Collected data:
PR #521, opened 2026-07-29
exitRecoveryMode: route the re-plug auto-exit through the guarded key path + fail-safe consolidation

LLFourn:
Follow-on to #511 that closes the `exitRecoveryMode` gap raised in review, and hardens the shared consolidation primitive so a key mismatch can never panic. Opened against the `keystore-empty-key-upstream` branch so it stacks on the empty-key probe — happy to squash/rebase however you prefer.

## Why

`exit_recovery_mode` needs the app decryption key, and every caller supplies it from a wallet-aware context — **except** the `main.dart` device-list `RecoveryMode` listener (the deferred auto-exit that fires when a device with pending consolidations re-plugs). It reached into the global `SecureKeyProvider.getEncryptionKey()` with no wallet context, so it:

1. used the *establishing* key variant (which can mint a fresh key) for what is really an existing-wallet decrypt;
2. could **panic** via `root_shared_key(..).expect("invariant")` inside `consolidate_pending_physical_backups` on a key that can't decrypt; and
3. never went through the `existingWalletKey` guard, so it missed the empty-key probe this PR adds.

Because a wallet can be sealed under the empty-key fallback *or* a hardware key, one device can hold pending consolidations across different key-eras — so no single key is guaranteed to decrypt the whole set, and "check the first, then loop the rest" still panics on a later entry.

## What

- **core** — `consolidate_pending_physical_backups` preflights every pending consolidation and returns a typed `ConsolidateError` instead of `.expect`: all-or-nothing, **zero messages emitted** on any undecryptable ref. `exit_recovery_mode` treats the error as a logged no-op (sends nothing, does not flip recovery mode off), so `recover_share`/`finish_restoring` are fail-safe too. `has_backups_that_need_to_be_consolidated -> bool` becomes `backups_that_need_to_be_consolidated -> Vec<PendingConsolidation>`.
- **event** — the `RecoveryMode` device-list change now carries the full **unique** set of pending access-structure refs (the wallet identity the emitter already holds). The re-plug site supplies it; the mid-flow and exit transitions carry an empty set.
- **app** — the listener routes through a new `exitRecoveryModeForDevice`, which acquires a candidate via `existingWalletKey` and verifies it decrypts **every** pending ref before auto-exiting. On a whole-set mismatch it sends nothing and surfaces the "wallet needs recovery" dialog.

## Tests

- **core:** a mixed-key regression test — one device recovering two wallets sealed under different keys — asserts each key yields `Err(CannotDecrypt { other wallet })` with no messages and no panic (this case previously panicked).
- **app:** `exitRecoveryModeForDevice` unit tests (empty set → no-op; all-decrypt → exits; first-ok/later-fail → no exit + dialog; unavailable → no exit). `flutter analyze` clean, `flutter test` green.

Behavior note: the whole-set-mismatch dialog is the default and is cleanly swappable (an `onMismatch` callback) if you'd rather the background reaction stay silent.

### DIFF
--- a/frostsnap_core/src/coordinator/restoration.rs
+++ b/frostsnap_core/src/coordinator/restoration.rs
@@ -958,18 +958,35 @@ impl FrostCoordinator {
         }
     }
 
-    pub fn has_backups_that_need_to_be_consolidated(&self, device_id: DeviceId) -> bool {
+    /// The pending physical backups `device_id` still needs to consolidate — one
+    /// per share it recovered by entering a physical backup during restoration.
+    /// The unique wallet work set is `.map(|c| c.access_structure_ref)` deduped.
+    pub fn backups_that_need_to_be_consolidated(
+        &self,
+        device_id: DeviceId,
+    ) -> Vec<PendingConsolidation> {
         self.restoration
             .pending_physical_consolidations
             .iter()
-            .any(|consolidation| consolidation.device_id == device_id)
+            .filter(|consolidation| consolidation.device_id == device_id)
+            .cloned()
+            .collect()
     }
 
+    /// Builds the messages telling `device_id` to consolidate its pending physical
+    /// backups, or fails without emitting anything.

TO DO
Reproduce the records above exactly.

OUTPUT OF THE TASK
PR #521, opened 2026-07-29
exitRecoveryMode: route the re-plug auto-exit through the guarded key path + fail-safe consolidation

LLFourn:
Follow-on to #511 that closes the `exitRecoveryMode` gap raised in review, and hardens the shared consolidation primitive so a key mismatch can never panic. Opened against the `keystore-empty-key-upstream` branch so it stacks on the empty-key probe — happy to squash/rebase however you prefer.

## Why

`exit_recovery_mode` needs the app decryption key, and every caller supplies it from a wallet-aware context — **except** the `main.dart` device-list `RecoveryMode` listener (the deferred auto-exit that fires when a device with pending consolidations re-plugs). It reached into the global `SecureKeyProvider.getEncryptionKey()` with no wallet context, so it:

1. used the *establishing* key variant (which can mint a fresh key) for what is really an existing-wallet decrypt;
2. could **panic** via `root_shared_key(..).expect("invariant")` inside `consolidate_pending_physical_backups` on a key that can't decrypt; and
3. never went through the `existingWalletKey` guard, so it missed the empty-key probe this PR adds.

Because a wallet can be sealed under the empty-key fallback *or* a hardware key, one device can hold pending consolidations across different key-eras — so no single key is guaranteed to decrypt the whole set, and "check the first, then loop the rest" still panics on a later entry.

## What

- **core** — `consolidate_pending_physical_backups` preflights every pending consolidation and returns a typed `ConsolidateError` instead of `.expect`: all-or-nothing, **zero messages emitted** on any undecryptable ref. `exit_recovery_mode` treats the error as a logged no-op (sends nothing, does not flip recovery mode off), so `recover_share`/`finish_restoring` are fail-safe too. `has_backups_that_need_to_be_consolidated -> bool` becomes `backups_that_need_to_be_consolidated -> Vec<PendingConsolidation>`.
- **event** — the `RecoveryMode` device-list change now carries the full **unique** set of pending access-structure refs (the wallet identity the emitter already holds). The re-plug site supplies it; the mid-flow and exit transitions carry an empty set.
- **app** — the listener routes through a new `exitRecoveryModeForDevice`, which acquires a candidate via `existingWalletKey` and verifies it decrypts **every** pending ref before auto-exiting. On a whole-set mismatch it sends nothing and surfaces the "wallet needs recovery" dialog.

## Tests

- **core:** a mixed-key regression test — one device recovering two wallets sealed under different keys — asserts each key yields `Err(CannotDecrypt { other wallet })` with no messages and no panic (this case previously panicked).
- **app:** `exitRecoveryModeForDevice` unit tests (empty set → no-op; all-decrypt → exits; first-ok/later-fail → no exit + dialog; unavailable → no exit). `flutter analyze` clean, `flutter test` green.

Behavior note: the whole-set-mismatch dialog is the default and is cleanly swappable (an `onMismatch` callback) if you'd rather the background reaction stay silent.

### DIFF
--- a/frostsnap_core/src/coordinator/restoration.rs
+++ b/frostsnap_core/src/coordinator/restoration.rs
@@ -958,18 +958,35 @@ impl FrostCoordinator {
         }
     }
 
-    pub fn has_backups_that_need_to_be_consolidated(&self, device_id: DeviceId) -> bool {
+    /// The pending physical backups `device_id` still needs to consolidate — one
+    /// per share it recovered by entering a physical backup during restoration.
+    /// The unique wallet work set is `.map(|c| c.access_structure_ref)` deduped.
+    pub fn backups_that_need_to_be_consolidated(
+        &self,
+        device_id: DeviceId,
+    ) -> Vec<PendingConsolidation> {
         self.restoration
             .pending_physical_consolidations
             .iter()
-            .any(|consolidation| consolidation.device_id == device_id)
+            .filter(|consolidation| consolidation.device_id == device_id)
+            .cloned()
+            .collect()
     }
 
+    /// Builds the messages telling `device_id` to consolidate its pending physical
+    /// backups, or fails without emitting anything.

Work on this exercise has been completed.